* [Task to complete]: Please write out the line containing "In order to" and each line after it through the end of the data, exactly, and nothing else.
※ ※ ※
PR #16217, opened 2024-01-04
Allow override of the DNS domain used by the tests.

ameukam:
In order to move the kOps prowjobs to the new community infrastructure, we need to be able to use a custom domain for the required AWS public zone.


ameukam:
cc @rifelpet @hakman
※ ※ ※
* [Exercise result]:
In order to move the kOps prowjobs to the new community infrastructure, we need to be able to use a custom domain for the required AWS public zone.


ameukam:
cc @rifelpet @hakman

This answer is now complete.